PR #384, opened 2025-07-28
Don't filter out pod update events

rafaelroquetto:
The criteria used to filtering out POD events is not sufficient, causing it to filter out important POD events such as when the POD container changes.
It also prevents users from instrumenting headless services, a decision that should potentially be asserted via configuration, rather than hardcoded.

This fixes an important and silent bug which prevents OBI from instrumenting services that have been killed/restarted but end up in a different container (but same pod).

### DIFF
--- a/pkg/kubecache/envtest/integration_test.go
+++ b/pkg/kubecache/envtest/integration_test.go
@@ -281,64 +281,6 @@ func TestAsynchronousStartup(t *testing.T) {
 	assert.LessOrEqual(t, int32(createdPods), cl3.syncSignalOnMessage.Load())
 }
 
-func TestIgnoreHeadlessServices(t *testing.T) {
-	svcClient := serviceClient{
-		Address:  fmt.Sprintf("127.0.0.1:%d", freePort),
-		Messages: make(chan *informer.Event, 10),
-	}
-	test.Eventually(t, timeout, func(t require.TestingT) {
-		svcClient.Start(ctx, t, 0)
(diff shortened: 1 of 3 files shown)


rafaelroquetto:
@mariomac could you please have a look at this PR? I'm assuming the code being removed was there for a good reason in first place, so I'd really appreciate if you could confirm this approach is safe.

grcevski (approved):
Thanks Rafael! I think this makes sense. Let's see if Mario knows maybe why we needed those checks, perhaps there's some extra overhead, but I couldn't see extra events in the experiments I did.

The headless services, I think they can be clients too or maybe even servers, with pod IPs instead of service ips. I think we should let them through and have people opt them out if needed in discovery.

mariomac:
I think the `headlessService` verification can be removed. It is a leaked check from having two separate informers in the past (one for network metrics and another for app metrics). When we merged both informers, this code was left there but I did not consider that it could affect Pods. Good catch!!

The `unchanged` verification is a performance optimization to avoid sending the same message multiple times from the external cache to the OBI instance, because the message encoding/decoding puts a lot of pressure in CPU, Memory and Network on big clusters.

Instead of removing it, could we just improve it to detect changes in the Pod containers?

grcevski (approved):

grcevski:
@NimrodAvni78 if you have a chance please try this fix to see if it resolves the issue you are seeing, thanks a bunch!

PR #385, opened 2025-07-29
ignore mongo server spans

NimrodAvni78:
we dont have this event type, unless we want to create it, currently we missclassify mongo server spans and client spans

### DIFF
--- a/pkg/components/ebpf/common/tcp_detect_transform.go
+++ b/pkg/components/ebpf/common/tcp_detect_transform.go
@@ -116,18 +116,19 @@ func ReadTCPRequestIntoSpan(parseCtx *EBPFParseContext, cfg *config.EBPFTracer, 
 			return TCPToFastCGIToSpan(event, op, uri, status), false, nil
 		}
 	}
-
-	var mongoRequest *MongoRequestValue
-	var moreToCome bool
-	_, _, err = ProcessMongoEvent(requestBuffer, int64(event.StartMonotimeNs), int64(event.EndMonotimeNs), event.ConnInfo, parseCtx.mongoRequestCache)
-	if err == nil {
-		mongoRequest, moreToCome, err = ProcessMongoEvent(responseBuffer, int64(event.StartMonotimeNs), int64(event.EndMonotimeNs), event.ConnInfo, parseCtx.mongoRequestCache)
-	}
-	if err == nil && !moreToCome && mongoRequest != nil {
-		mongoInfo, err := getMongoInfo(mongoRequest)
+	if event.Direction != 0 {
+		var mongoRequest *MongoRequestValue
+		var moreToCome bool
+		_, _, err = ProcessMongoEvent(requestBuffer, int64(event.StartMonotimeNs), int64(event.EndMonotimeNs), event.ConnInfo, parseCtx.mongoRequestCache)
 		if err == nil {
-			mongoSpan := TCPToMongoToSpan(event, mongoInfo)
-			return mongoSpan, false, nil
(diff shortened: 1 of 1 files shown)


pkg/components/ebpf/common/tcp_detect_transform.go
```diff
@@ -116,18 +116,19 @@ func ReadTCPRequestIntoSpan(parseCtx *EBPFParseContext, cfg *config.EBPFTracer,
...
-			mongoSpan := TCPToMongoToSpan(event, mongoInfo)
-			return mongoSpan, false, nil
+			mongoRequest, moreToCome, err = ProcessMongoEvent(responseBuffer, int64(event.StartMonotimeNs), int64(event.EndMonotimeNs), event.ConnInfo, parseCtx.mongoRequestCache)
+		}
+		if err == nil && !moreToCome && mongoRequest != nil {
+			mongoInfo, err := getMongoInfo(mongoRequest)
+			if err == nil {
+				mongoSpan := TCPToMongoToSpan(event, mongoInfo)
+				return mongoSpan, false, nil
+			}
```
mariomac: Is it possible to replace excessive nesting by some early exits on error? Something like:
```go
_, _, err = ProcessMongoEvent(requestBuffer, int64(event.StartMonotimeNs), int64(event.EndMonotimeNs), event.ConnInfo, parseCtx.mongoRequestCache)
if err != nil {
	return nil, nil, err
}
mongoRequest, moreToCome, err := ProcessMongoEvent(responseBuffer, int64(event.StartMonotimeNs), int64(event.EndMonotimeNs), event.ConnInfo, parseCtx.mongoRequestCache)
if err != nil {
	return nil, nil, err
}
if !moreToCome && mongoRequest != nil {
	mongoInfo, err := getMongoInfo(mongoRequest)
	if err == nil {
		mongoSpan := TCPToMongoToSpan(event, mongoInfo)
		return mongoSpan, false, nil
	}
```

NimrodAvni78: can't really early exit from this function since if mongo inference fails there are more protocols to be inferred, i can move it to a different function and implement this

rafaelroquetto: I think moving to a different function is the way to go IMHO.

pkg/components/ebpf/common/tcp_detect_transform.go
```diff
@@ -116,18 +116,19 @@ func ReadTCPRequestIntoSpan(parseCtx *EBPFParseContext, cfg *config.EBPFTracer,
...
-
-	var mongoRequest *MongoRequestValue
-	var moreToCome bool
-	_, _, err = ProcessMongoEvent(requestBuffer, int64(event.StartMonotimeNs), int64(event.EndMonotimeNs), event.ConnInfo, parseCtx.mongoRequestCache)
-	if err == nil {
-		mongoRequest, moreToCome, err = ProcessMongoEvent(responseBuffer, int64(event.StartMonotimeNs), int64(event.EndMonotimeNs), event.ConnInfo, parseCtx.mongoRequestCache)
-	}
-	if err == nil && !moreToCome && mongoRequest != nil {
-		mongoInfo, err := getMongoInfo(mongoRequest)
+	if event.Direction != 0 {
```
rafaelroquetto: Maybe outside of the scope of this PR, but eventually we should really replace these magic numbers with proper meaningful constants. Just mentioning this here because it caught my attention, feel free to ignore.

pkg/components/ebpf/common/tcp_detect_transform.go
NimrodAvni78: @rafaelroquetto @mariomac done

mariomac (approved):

##########

#### [WHAT TO WORK ON]
In the listing above, reproduce the first line and each one after it through the line that contains "Pods. Good catch!!".

#### [SOLUTION TO THIS TASK]
PR #384, opened 2025-07-28
Don't filter out pod update events

rafaelroquetto:
The criteria used to filtering out POD events is not sufficient, causing it to filter out important POD events such as when the POD container changes.
It also prevents users from instrumenting headless services, a decision that should potentially be asserted via configuration, rather than hardcoded.

This fixes an important and silent bug which prevents OBI from instrumenting services that have been killed/restarted but end up in a different container (but same pod).

### DIFF
--- a/pkg/kubecache/envtest/integration_test.go
+++ b/pkg/kubecache/envtest/integration_test.go
@@ -281,64 +281,6 @@ func TestAsynchronousStartup(t *testing.T) {
 	assert.LessOrEqual(t, int32(createdPods), cl3.syncSignalOnMessage.Load())
 }
 
-func TestIgnoreHeadlessServices(t *testing.T) {
-	svcClient := serviceClient{
-		Address:  fmt.Sprintf("127.0.0.1:%d", freePort),
-		Messages: make(chan *informer.Event, 10),
-	}
-	test.Eventually(t, timeout, func(t require.TestingT) {
-		svcClient.Start(ctx, t, 0)
(diff shortened: 1 of 3 files shown)


rafaelroquetto:
@mariomac could you please have a look at this PR? I'm assuming the code being removed was there for a good reason in first place, so I'd really appreciate if you could confirm this approach is safe.

grcevski (approved):
Thanks Rafael! I think this makes sense. Let's see if Mario knows maybe why we needed those checks, perhaps there's some extra overhead, but I couldn't see extra events in the experiments I did.

The headless services, I think they can be clients too or maybe even servers, with pod IPs instead of service ips. I think we should let them through and have people opt them out if needed in discovery.

mariomac:
I think the `headlessService` verification can be removed. It is a leaked check from having two separate informers in the past (one for network metrics and another for app metrics). When we merged both informers, this code was left there but I did not consider that it could affect Pods. Good catch!!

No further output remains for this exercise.